PR #389, opened 2026-06-21
fix(notebook): close the focused tile on ⌘W, not the terminal beside it

victorarias:
## Problem
With a Notebook tile docked next to a terminal, pressing **⌘W** while reading or editing a note closed the *previously-focused terminal pane* (ending that session) instead of the note you were looking at.

## Root cause
A docked tile lives inside `.session-terminal-workspace`, so the ⌘W close handlers treated it as a pane-close and closed `activePaneId` — the last-focused terminal pane — regardless of focus being in the tile.

The subtle part: **⌘W takes two different routes**, so both close handlers had to be fixed:
- **dev / browser / e2e:** DOM dispatcher → `terminal.close` (`handleCloseFocusedLeaf` in `SessionTerminalWorkspace`)
- **packaged app:** the native "Close Pane" menu item claims ⌘W and dispatches `session.close` (`handleCloseCurrentSessionShortcut` in `App.tsx`). The native menu swallows the key, so the DOM `terminal.close` never runs there — fixing only it would pass every test yet stay broken in the real app.

## Fix
Both handlers now detect a focused tile via `document.activeElement.closest('[data-pane-kind="tile"]')` (tiles carry `data-pane-kind="tile"` + `data-pane-id`; terminal panes are `data-pane-kind="agent"`) and **undock that tile** instead of closing the terminal pane.

## Tests / verification
- New unit test (2 cases) for the DOM `terminal.close` path.
- New packaged-app scenario `real-app:scenario-notebook-tile-close` exercising the **real native ⌘W** → undock (needs Accessibility, like the sibling finder scenario).
- Full frontend suite green (1137 passed); `tsc` clean.
- Verified in the **real running dev app** over the automation channel: docked a notebook tile beside a terminal, confirmed focus in the tile, fired ⌘W → tile undocked, terminal pane + session both survived. ✅

### DIFF
--- a/CHANGELOG.md
+++ b/CHANGELOG.md
@@ -9,6 +9,7 @@ Format: `[YYYY-MM-DD]` entries with categories: Added, Changed, Fixed, Removed.
 ## [2026-06-21]
 
 ### Fixed
+- **`⌘W` in a docked Notebook tile now closes the Notebook, not the terminal beside it.** When a Notebook tile sat next to a terminal pane, pressing `⌘W` while reading or editing a note closed the previously-focused terminal pane (ending that session) instead of the note you were looking at. `⌘W` now closes the focused tile.
 - **The last line of a terminal is no longer cut off at the bottom of the window.** When a session's terminal was sized one row taller than the window could actually show — for example after the window's height landed on an awkward boundary, or when the session was opened at a size different from where its grid was last set — the bottom line (your prompt, or attn's `auto mode on` status line) got clipped at the window edge. The terminal now re-asserts a row count that fits the visible area, so the last line stays fully on screen at any window size.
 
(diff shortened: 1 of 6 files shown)


figgyster (approved):
This looks safe to merge. The fix catches the nasty macOS split-brain path — DOM `terminal.close` for browser/dev and native Close Pane → `session.close` for the packaged app — so the focused Notebook tile owns ⌘W instead of the last terminal pane getting whacked.

I ran `pnpm test` (1132 passed, 5 skipped), the new focused regression, `pnpm exec tsc --noEmit`, and `git diff --check`. GitHub's Frontend check was still pending on my last fetch, but the local frontend suite is clean.

PR #390, opened 2026-06-21
Protect the chief-of-staff session from accidental close

victorarias:
## What & why

The **chief of staff** is attn's profile-wide orchestrator — a persistent session that other agents report to. A stray `⌘W` or a misclicked close button could tear it down, losing the coordinator. This makes it non-closeable so an accident can't.

## Interpretation built: **hard-block** (option 1)

Victor confirmed the reading: *"chief of staff is not closeable — unset the chief status first."* So `⌘W` and the close-session action **no-op** on the chief, with a brief hint:

> Chief of staff is protected — unset the chief role to close it.

To close it deliberately, demote it first (`set_chief_of_staff` false), then close normally. **Ordinary sessions close exactly as before** — the guard is scoped to the session currently holding the chief role (no hardcoded id).

## How it's detected

Uses the existing role: the daemon's profile-wide chief-of-staff registry (`d.chiefOfStaffSessionID()`), surfaced to the frontend as `Session.chief_of_staff`. No new protocol, no schema change.

## Guard at two layers

- **Daemon (authoritative backstop).** Every close command flows through one of two handlers, so guarding both means no frontend path can slip past:
  - `handleUnregisterWS` → refuses with a `command_error` (the frontend already rejects the pending close on this).
  - `handleWorkspaceLayoutClosePane` → refuses with an error `workspace_layout_action_result`.
  - App-quit and other internal teardowns call `unregisterSession` directly and are **untouched**, so quitting the app still works.
- **Frontend (UX).** `handleClosePane` / `handleCloseSession` short-circuit for the chief *before* any side effects (worktree-cleanup prompt, focus churn, daemon round-trip) and show the hint. Both `⌘W` (`handleCloseCurrentSessionShortcut`, incl. the packaged-app native-menu route → `session.close`) and the close button (`handleRequestCloseSession`) funnel through these two leaves.

## Close paths covered

`⌘W` (DOM shortcut, terminal intercept, and native "Close Pane" menu → `session.close`), the sidebar close button, and process-exit auto-close all converge on the two guarded frontend leaves; the daemon backstop covers anything that still reaches it.

## Tests

- **Daemon integration** (`chief_of_staff_close_guard_test.go`): unregister refused for the chief (survives + `command_error`); non-chief still unregisters while a chief exists; close-pane refused for the chief's pane (survives, layout intact); a sibling non-chief pane still closes.
- **Frontend** (`App.chiefOfStaffClose.test.tsx`): close button and `⌘W` both no-op on the chief and show the hint; an ordinary session still closes (`sendWorkspaceClosePane` called, no hint).
- **Live**: built + installed `attn-dev.app`, drove the running dev daemon over WebSocket — `unregister` on the chief returned `command_error: "chief of staff is protected from closing; unset the chief role first"` and the session survived; role restored afterward.
- `go build ./...`, `go vet ./internal/daemon`, `tsc --noEmit`, full frontend suite — all green.

https://claude.ai/code/session_01UvYCbVmQRckKP6awEFbK7v


figgyster (approved):
This looks safe to merge. The protection lands in the right place: frontend close paths short-circuit before the cleanup/focus side effects, and the daemon still acts as the backstop for both unregister and workspace pane close.

I ran the focused daemon tests, the new frontend close tests, and the app build locally. Frontend CI was still pending when I checked, but the local path is clean. No blockers from me.

PR #393, opened 2026-06-22
feat(dispatch): hand a large artifact to the chief via the Notebook

victorarias:
## Why

A delegated agent's report back to its chief is meant to be a **small payload** — its summary is what the chief sees, and it's clamped to 1500 runes in the deterministic raw-tier capture. So an agent that built a **large** artifact with the user (a report, a design doc, findings) had no way to forward it, and it wasn't even aware the Notebook existed (only chief-of-staff launches get Notebook guidance).

## What

A new `attn dispatch handoff` command for delegated agents:

```
attn dispatch handoff --file <artifact> --to <notebook-path> [--message <text>] [--coordination-file <json>]
```

- The daemon writes the artifact into the Notebook at the **chief/user-designated** path (root-relative, `.md`, containment-checked via `CleanPath`), then records a normal dispatch report whose **message carries the reference** — so it flows through `dispatch list`, the dashboard, and the raw-tier capture with no new structured field. Write-then-report ordering means a report can never reference an artifact that failed to land.
- **No hardcoded location.** The dispatched-agent launch prompt is now Notebook-*aware*, but placement comes from the chief's brief (or the user). If none was designated, the agent asks rather than inventing one.
- The chief "may choose to move" the artifact exactly as today — it's notebook-native; chief-side guidance now tells it to designate placement and curate the result.
- A refined re-handoff to the same path **updates** the one note (create-then-CAS-overwrite); a terminal handoff accepts `--coordination-file`, so "done, here's the full report" is one call and still lands the raw-tier journal capture.

## Design notes (decisions worth a look)

- **Reference in the report message**, not a new structured `DispatchReport` field — keeps the protocol delta to one new command and reuses the existing report/capture path.
- **Overwrite policy**: re-handoff updates the same note rather than erroring; since the destination is chief-designated, clobbering is the chief's call.

## Vision

Bundles the `docs/vision/chief-delegation-awareness.md` vision doc ("The output-aware chief"). This handoff is the **large-output branch** of that vision's *Output-into-context* / *Durable capture* big rocks — it does **not** touch the awareness/monitoring core (`dispatch watch`, Monitor, poll fallback), which remain future rocks. Cross-linked from the plan doc and the vision both ways.

## Protocol

New command `handoff_dispatch`; `ProtocolVersion` 117 → 118 (Go + frontend `PROTOCOL_VERSION`); regenerated `generated.go`/`generated.ts`.

## Tests / verification

- Daemon handler: happy path, non-dispatch rejection, overwrite-on-rehandoff, bad destination, empty content, terminal-also-journals, **full unix-socket path** (decode → route → handler). CLI arg parsing.
- Protocol version sync, frontend `tsc`, gofmt, vet, full daemon suite — all green.
- **Live smoke** on an isolated throwaway profile: confirmed the compiled CLI↔daemon round-trip and CLI validations.


figgyster (dismissed):
This looks safe to merge. The handoff path keeps the Notebook write ahead of the dispatch report, validates the destination through the existing Notebook path cleaner, and the tests cover both the handler and full socket route — the right seam for this feature.

Local checks passed here: `go test ./cmd/attn ./internal/daemon ./internal/protocol` and frontend `tsc --noEmit`. GitHub CI was mostly green on my last fetch; the Frontend job was still running, but the local typecheck covered the protocol surface I cared about.

No blockers from me.

figgyster (approved):
Still safe on the new head. The follow-up only removes the accidentally bundled vision doc; the dispatch handoff implementation I approved is unchanged, and `git diff --check` is clean on both the incremental change and the current PR patch.

One small non-blocking note: `docs/plans/2026-06-22-dispatch-notebook-handoff.md` still links to `../vision/chief-delegation-awareness.md`, which is no longer present in this PR or `main` unless PR #395 lands first. I wouldn’t hold the code path hostage over that, but the link wants either PR-order discipline or a tiny doc tweak.

No blockers from me.

PR #394, opened 2026-06-22
feat(dispatch): `attn dispatch watch` — the event/signal primitive

victorarias:
## What

Adds a blocking CLI subcommand **`attn dispatch watch <dispatch-id>`** that streams **one line per meaningful event** to stdout and **exits when the dispatch reaches a terminal state**. It is the event/signal primitive an output-aware chief watches per delegation (via a `Monitor`) instead of polling — the first big rock of the chief-delegation-awareness vision (`docs/vision/chief-delegation-awareness.md`, which explicitly cites this PR).

Scope is deliberately just **this command + the shared classifier**. No `Monitor` injection, no output-into-context piece.

## The signal definition (the crux)

A dispatch carries two independent state dimensions, both projected onto `ChiefOfStaffDispatch`:

- **`Status`** — the delegated session's projected *runtime* state (`launching` / `working` / `pending_approval` / `waiting_input` / `idle` / `scheduled` / `unknown`), or the sentinel `closed` once the session is gone. From attn's PTY/stop classifier.
- **`StructuredReport`** — the coordination envelope the agent *explicitly* files via `dispatch report --coordination-file` (`work_state`, `report_type`, an optional decision `Request`, `summary`, `next_action`).

**Doneness and failure are claimed by the agent, not inferred.** Only an explicit structured report yields `done`, `failed`, or `review`; the runtime `Status` governs liveness and the interim/neutral states. `Classify` maps the two onto exactly the events worth a chief notification, in priority order:

| # | Condition | Event | Terminal? | Exit |
|---|-----------|-------|-----------|------|
| 1 | report `work_state=failed` OR `report_type=failure` | `failed` | yes | 1 |
| 2 | report `work_state=completed` OR `report_type=completion` | `done` | yes | 0 |
| 3 | report `work_state=ready_for_review` | `review` | yes | 0 |
| 4 | `Status == closed`, no explicit terminal outcome | **`ended`** | yes | 0 |
| 5 | report has a pending decision `Request` | **`blocker`** | no | — |
| 6 | report `work_state=needs_input` OR `report_type=blocker` | **`blocker`** | no | — |
| 7 | `Status == idle`, no explicit outcome | **`ended`** | yes | 0 |
| 8 | `Status == waiting_input` | **`blocker`** | no | — |
| 9 | everything else | `none` | no | — |

### Signal, not noise — the exclusion

Step 9 swallows routine tool-permission prompts (`pending_approval`), plus `working`/`launching`/`scheduled`/`unknown`. A routine "approve this tool call" is not worth waking the chief — and it's cleanly distinguishable from a genuine decision-request: the former is runtime `pending_approval` → `none`; the latter is an explicit structured `Request` / `needs_input` → `blocker` (steps 5-6). Different data sources, so the exclusion is expressible (pinned by `TestClassify_ApprovalExclusionIsExpressible`).

### Explicit terminal outcomes are authoritative over close

The agent's three explicit terminal declarations — `failed`, `done`, and `review` (steps 1-3) — stand even once the session has closed, so they sit **ahead of** the `closed` check (step 4). A `ready_for_review` (or completion/failure) report filed in the same breath the agent exits is never lost to a polling race: the snapshot carries both a `closed` `Status` and the structured report, and the explicit report wins. (This was a fix from review — an earlier draft let `closed` beat `ready_for_review`, dropping the review handoff. Pinned by `TestRunWatch_ReadyForReviewSurvivesSessionClose` and the `ready_for_review then closed = review` classify case.)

+===+

PROBLEM REQUIREMENTS: Reproduce word for word the lines of the records above, beginning at the first and ending with the line where "- **dev / browser" appears, and nothing past it.

EXERCISE RESPONSE:
PR #389, opened 2026-06-21
fix(notebook): close the focused tile on ⌘W, not the terminal beside it

victorarias:
## Problem
With a Notebook tile docked next to a terminal, pressing **⌘W** while reading or editing a note closed the *previously-focused terminal pane* (ending that session) instead of the note you were looking at.

## Root cause
A docked tile lives inside `.session-terminal-workspace`, so the ⌘W close handlers treated it as a pane-close and closed `activePaneId` — the last-focused terminal pane — regardless of focus being in the tile.

The subtle part: **⌘W takes two different routes**, so both close handlers had to be fixed:
- **dev / browser / e2e:** DOM dispatcher → `terminal.close` (`handleCloseFocusedLeaf` in `SessionTerminalWorkspace`)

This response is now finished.